What stood out was not romance in the way we have come to package it, but romance in the way it has always existed. People spoke about being held down during financial hardship, about someone staying when their mental health was fragile, about being pushed to grow up, to be better, to think beyond themselves. There were reflections on patience, loyalty, and consistency, on being cared for in ways that did not need to be announced. On love that showed up quietly and did the work.

And it made something plain. While todays version of love is often presented as something to be seen, documented, and admired, the foundation of it has not changed. Research continues to echo what those unfiltered responses made clear in real time. The American Psychological Association has long identified emotionally supportive partnerships as a key factor in resilience and mental well-being, while the Harvard Study of Adult Development has found that strong, consistent relationships are one of the clearest predictors of long-term health and life satisfaction.

At the same time, the way people approach commitment is shifting. Marriage rates in the United States have declined over the past several decades, and more adults are delaying or forgoing marriage altogether. Yet those who do maintain long-term relationships, married or not, consistently point to the same sustaining forces: trust, communication, shared responsibility, and the ability to navigate hardship together. In other words, the success of a relationship has far less to do with the ceremony and far more to do with the substance.

It sounded like safety. Like being chosen in difficult seasons. Like someone staying when life became inconvenient. Like growth that was uncomfortable but necessary. Like care that did not need to be performed to be real.

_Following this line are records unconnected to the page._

PR #2765, opened 2025-11-14
Remove session type concept

fractalwrench:
## Goal

Removes the concept of `SessionType`. We don't have any telemetry that is using this API to determine whether to capture telemetry or not, and `AppStateTracker` is now accessible from the instrumentation API so it doesn't make sense to have two concepts.

I have refactored the `DataSourceState` implementation so that they are notified when a new session occurs as this does require resetting limits for data capture.

## Testing

Added an integration test to assert that data limits are actually reset.


bidetofevil (approved):
So DataSources are now supposed to manage differentiation in type by themselves? Is it done through a combination of registration of handlers and just checking background/foreground when it is enabled?

PR #2778, opened 2025-11-17
Tweak upgrade doc

bidetofevil:
## Goal

Added details and tweaked for Americanized spellings per our style guide.

Also removed the upgrading to `7.3`​ instructions as they are redundant.


fractalwrench (approved):
LGTM

PR #3372, opened 2026-05-08
Report the user agent for instrumented HTTP requests

lemnik:
## Goal
Capture the `User-Agent` header (when present) as the `user_agent.original` [span attribute](https://opentelemetry.io/docs/specs/semconv/registry/attributes/user-agent/) to assist debugging different clients.

This PR also adds `userAgent` as an optional property to the `EmbraceNetworkRequest` and appropriate bridge functions to maintain binary compatibility, so that the `userAgent` can be manually reported. `User-Agent` headers can also be extracted from `NetworkCaptureData` when manually reporting a `EmbraceNetworkRequest`.

## Testing
Updated the existing network instrumentation tests to either capture or ignore the `userAgent` and assert its appropriate values on the generated spans.

### DIFF
--- a/embrace-android-api/src/main/kotlin/io/embrace/android/embracesdk/network/EmbraceNetworkRequest.kt
+++ b/embrace-android-api/src/main/kotlin/io/embrace/android/embracesdk/network/EmbraceNetworkRequest.kt
@@ -65,11 +65,6 @@ public class EmbraceNetworkRequest private constructor(
     public val w3cTraceparent: String?,
 
     /**
-     * Optional user agent to report for the request
-     */
-    public val userAgent: String?,
-
-    /**
      * Network capture data for the request.
      */
     public val networkCaptureData: NetworkCaptureData?,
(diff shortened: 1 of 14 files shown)


embrace-android-api/src/main/kotlin/io/embrace/android/embracesdk/network/EmbraceNetworkRequest.kt
```diff
@@ -166,10 +222,58 @@ public class EmbraceNetworkRequest private constructor(
...
+                errorMessage = errorMessage,
+                traceId = traceId,
+                w3cTraceparent = w3cTraceparent,
+                userAgent = networkCaptureData?.userAgent,
+                networkCaptureData = networkCaptureData
+            )
+        }
+
         internal fun HttpMethod.asString(): String = name.uppercase(Locale.getDefault())
+        internal val NetworkCaptureData.userAgent: String?
```
bidetofevil: So `NetworkCaptureData` is rarely used in practice, so I think I prefer to avoid to complexity of using the request header from there to populate the field. Allowing folks to optionally specifying it should be enough

bidetofevil:
The overall structure looks good. I like how this has satisfied the original requirements and gives us more by using the `user-agent` request header. Some points about the implementation that I want to discuss:

- We want attributes to have low cardinality so we can better filter and group by them. `OkHttp` seems to satisfy that, but does Http(s)UrlConnection? Like, does it contain extraneous information like the OS, OS version, and other things?
- Seems like using `user_agent.name` and `user_agent.version` would be better for keeping the cardinality low (and more nuanced filtering) - `user_agent.original` seems like it can contain a bunch of things that are just what the network stack is
- We can implement this for our internal instrumentation without exposing this in the custom API, which I don't think are that widely used anyway. As such, I think we should do that first given we don't know how we are going to use the data beyond internal understanding of our customers usage at this point, so exposing an API might give customers the wrong impression of what we are going to do with it. Maybe after we've solidified our own usage of it, we can do the exposure?

fractalwrench (approved):
LGTM

bidetofevil (approved):
LGTM

PR #3379, opened 2026-05-11
Tweak codecov threshold

fractalwrench:
## Goal

Tweaks the threshold used for codecov so that the minimum target for the project is 75%, but fluctuations of <1% are allowed on PRs. This should reduce the number of PRs that have CI check failures related to codecov.

### DIFF
--- a/codecov.yml
+++ b/codecov.yml
@@ -2,7 +2,10 @@ coverage:
   status:
     project:
       default:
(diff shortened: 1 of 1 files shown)


bidetofevil (approved):
LGTM. I think this is non-blocking anyway but good to not have it flag stuff needlessly.

PR #3380, opened 2026-05-11
Add session index

fractalwrench:
## Goal

Renames `emb.user_session_part_number` to `emb.user_session_part_index` and additionally adds `emb.session_part_number` which increments monotonically for session parts.

## Testing


bidetofevil (approved):
LGTM. Does this have coverage of the index increasing for background activities?

fractalwrench:
Yes, that is asserted in the golden files.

And maybe that is the disconnect.

Because what we are often shown, and in many ways what we have been taught to aspire to, is a version of love that looks good but has very little to do with what sustains it. The aesthetics are polished. The moments are captured. The presentation is intentional. But the substance, the part that requires patience, accountability, and endurance, is rarely centered in the same way.

What people described, without trying to dress it up, was work. Not in a burdensome sense, but in a way that acknowledges love as something that must be maintained. Something that asks for presence, for self-awareness, for the ability to stay engaged even when things are not easy. That kind of love does not always photograph well. It does not always fit neatly into a caption. But it lasts.

And that may be why it still feels so familiar.

Because long before love became something to curate, it was something to build. It lived in everyday choices, in sacrifice, in showing up without an audience. It was measured over time, not moments. And even now, beneath all the noise, that definition has not changed nearly as much as we think it has.

The truth is, the things that tie us to one another have very little to do with what we see.

They are found in the quiet exchanges no one documents. In the steady support that does not need recognition. In the unseen glances, the hard conversations, the willingness to stay and work through the parts that are not easy or attractive. In having someone who will hold your hand and walk with you when the storms come, not just stand beside you when the skies are clear.

That kind of love will never be easy to package.

But it has always been easy to recognize.